#### Provided entries
PR #206, opened 2016-12-02
Add distinct DoesNotExist classes per model

ikonst:
It should be possible to do:
```py
try:
    doStuffWithModels()
except MyModel.DoesNotExist:
    print('My model does not exist')  # we'd end up here for MyOtherModel as well
except MyOtherModel.DoesNotExist:
    print('My other model does not exist')
```

Currently, `MyModel.DoesNotExist == MyOtherModel.DoesNotExist`. This change makes every model have its own subclass of `pynamodb.exceptions.DoesNotExist`.

btw, this is similar in spirit to what mongoengine does in https://github.com/MongoEngine/mongoengine/blob/3c455cf1c13f923db40de4a855dd402217bee3e1/mongoengine/base/metaclasses.py#L402-L407.

### DIFF
--- a/pynamodb/models.py
+++ b/pynamodb/models.py
@@ -186,6 +186,8 @@ class MetaModel(type):
             if META_CLASS_NAME not in attrs:
                 setattr(cls, META_CLASS_NAME, DefaultMeta)
 
+            # create a custom Model.DoesNotExist derived from pynamodb.exceptions.DoesNotExist,
+            # so that "except Model.DoesNotExist:" would not catch other models' exceptions
             if 'DoesNotExist' not in attrs:
                 exception_attrs = {'__module__': attrs.get('__module__')}
                 if hasattr(cls, '__qualname__'):  # On Python 3, Model.DoesNotExist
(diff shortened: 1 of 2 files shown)


pynamodb/tests/test_model.py
```diff
@@ -1925,6 +1925,24 @@ def fake_dynamodb(*args):
             self.assertRaises(UserModel.DoesNotExist, UserModel.get, 'foo', 'bar')
 
         with patch(PATCH_METHOD) as req:
+            req.return_value = {}
+            try:
+                UserModel.get('foo')
+            except SimpleUserModel.DoesNotExist:
+                assert False  # DoesNotExist exceptions must be distinct per-model
```
mxr: Consider `self.fail('DoesNotExist exceptions must be distinct per-model')` instead

pynamodb/models.py
```diff
@@ -186,6 +186,12 @@ def __init__(cls, name, bases, attrs):
             if META_CLASS_NAME not in attrs:
                 setattr(cls, META_CLASS_NAME, DefaultMeta)
 
+            if 'DoesNotExist' not in attrs:
```
danielhochman: can you add a comment explaining what this code is for? basically repeating what's in the PR description already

#### Task brief
After reading the listing, copy it out exactly and in full.

#### Response to this task
PR #206, opened 2016-12-02
Add distinct DoesNotExist classes per model

ikonst:
It should be possible to do:
```py
try:
    doStuffWithModels()
except MyModel.DoesNotExist:
    print('My model does not exist')  # we'd end up here for MyOtherModel as well
except MyOtherModel.DoesNotExist:
    print('My other model does not exist')
```

Currently, `MyModel.DoesNotExist == MyOtherModel.DoesNotExist`. This change makes every model have its own subclass of `pynamodb.exceptions.DoesNotExist`.

btw, this is similar in spirit to what mongoengine does in https://github.com/MongoEngine/mongoengine/blob/3c455cf1c13f923db40de4a855dd402217bee3e1/mongoengine/base/metaclasses.py#L402-L407.

### DIFF
--- a/pynamodb/models.py
+++ b/pynamodb/models.py
@@ -186,6 +186,8 @@ class MetaModel(type):
             if META_CLASS_NAME not in attrs:
                 setattr(cls, META_CLASS_NAME, DefaultMeta)
 
+            # create a custom Model.DoesNotExist derived from pynamodb.exceptions.DoesNotExist,
+            # so that "except Model.DoesNotExist:" would not catch other models' exceptions
             if 'DoesNotExist' not in attrs:
                 exception_attrs = {'__module__': attrs.get('__module__')}
                 if hasattr(cls, '__qualname__'):  # On Python 3, Model.DoesNotExist
(diff shortened: 1 of 2 files shown)


pynamodb/tests/test_model.py
```diff
@@ -1925,6 +1925,24 @@ def fake_dynamodb(*args):
             self.assertRaises(UserModel.DoesNotExist, UserModel.get, 'foo', 'bar')
 
         with patch(PATCH_METHOD) as req:
+            req.return_value = {}
+            try:
+                UserModel.get('foo')
+            except SimpleUserModel.DoesNotExist:
+                assert False  # DoesNotExist exceptions must be distinct per-model
```
mxr: Consider `self.fail('DoesNotExist exceptions must be distinct per-model')` instead

pynamodb/models.py
```diff
@@ -186,6 +186,12 @@ def __init__(cls, name, bases, attrs):
             if META_CLASS_NAME not in attrs:
                 setattr(cls, META_CLASS_NAME, DefaultMeta)
 
+            if 'DoesNotExist' not in attrs:
```
danielhochman: can you add a comment explaining what this code is for? basically repeating what's in the PR description already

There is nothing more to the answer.